Taking the line containing "[2017-2020] SUSE LLC" as the first and the last line of the entries as the end, reproduce every line between them exactly, including both.
-- Material to process follows --
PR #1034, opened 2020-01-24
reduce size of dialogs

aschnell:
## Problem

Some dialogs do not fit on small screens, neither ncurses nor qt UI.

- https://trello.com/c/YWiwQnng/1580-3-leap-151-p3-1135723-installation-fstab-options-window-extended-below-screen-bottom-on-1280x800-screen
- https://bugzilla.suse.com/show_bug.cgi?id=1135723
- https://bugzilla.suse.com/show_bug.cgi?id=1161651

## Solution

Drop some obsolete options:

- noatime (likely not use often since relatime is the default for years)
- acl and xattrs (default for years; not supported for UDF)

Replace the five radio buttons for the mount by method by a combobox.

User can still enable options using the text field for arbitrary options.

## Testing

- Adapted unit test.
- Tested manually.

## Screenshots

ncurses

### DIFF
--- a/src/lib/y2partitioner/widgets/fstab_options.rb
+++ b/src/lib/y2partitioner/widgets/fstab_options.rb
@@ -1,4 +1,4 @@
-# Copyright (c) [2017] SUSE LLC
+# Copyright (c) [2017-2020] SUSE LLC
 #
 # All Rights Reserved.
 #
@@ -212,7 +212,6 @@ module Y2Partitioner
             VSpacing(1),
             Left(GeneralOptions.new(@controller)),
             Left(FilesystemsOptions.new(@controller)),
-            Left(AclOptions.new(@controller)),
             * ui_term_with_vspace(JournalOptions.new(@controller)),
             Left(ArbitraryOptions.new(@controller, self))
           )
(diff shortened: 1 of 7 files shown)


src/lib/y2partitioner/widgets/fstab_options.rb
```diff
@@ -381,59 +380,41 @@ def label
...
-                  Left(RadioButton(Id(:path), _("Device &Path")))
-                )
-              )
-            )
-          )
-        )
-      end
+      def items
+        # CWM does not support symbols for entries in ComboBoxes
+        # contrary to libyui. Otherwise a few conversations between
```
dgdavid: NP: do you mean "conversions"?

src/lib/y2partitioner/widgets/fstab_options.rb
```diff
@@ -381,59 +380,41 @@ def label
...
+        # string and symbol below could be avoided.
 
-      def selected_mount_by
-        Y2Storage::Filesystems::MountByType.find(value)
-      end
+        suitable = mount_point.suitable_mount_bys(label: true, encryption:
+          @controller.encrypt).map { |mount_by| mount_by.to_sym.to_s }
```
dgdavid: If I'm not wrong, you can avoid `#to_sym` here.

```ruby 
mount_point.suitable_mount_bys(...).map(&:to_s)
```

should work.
-- Material to process concluded --
**Answer box**
+# Copyright (c) [2017-2020] SUSE LLC
 #
 # All Rights Reserved.
 #
@@ -212,7 +212,6 @@ module Y2Partitioner
             VSpacing(1),
             Left(GeneralOptions.new(@controller)),
             Left(FilesystemsOptions.new(@controller)),
-            Left(AclOptions.new(@controller)),
             * ui_term_with_vspace(JournalOptions.new(@controller)),
             Left(ArbitraryOptions.new(@controller, self))
           )
(diff shortened: 1 of 7 files shown)


src/lib/y2partitioner/widgets/fstab_options.rb
```diff
@@ -381,59 +380,41 @@ def label
...
-                  Left(RadioButton(Id(:path), _("Device &Path")))
-                )
-              )
-            )
-          )
-        )
-      end
+      def items
+        # CWM does not support symbols for entries in ComboBoxes
+        # contrary to libyui. Otherwise a few conversations between
```
dgdavid: NP: do you mean "conversions"?

src/lib/y2partitioner/widgets/fstab_options.rb
```diff
@@ -381,59 +380,41 @@ def label
...
+        # string and symbol below could be avoided.
 
-      def selected_mount_by
-        Y2Storage::Filesystems::MountByType.find(value)
-      end
+        suitable = mount_point.suitable_mount_bys(label: true, encryption:
+          @controller.encrypt).map { |mount_by| mount_by.to_sym.to_s }
```
dgdavid: If I'm not wrong, you can avoid `#to_sym` here.

```ruby 
mount_point.suitable_mount_bys(...).map(&:to_s)
```

should work.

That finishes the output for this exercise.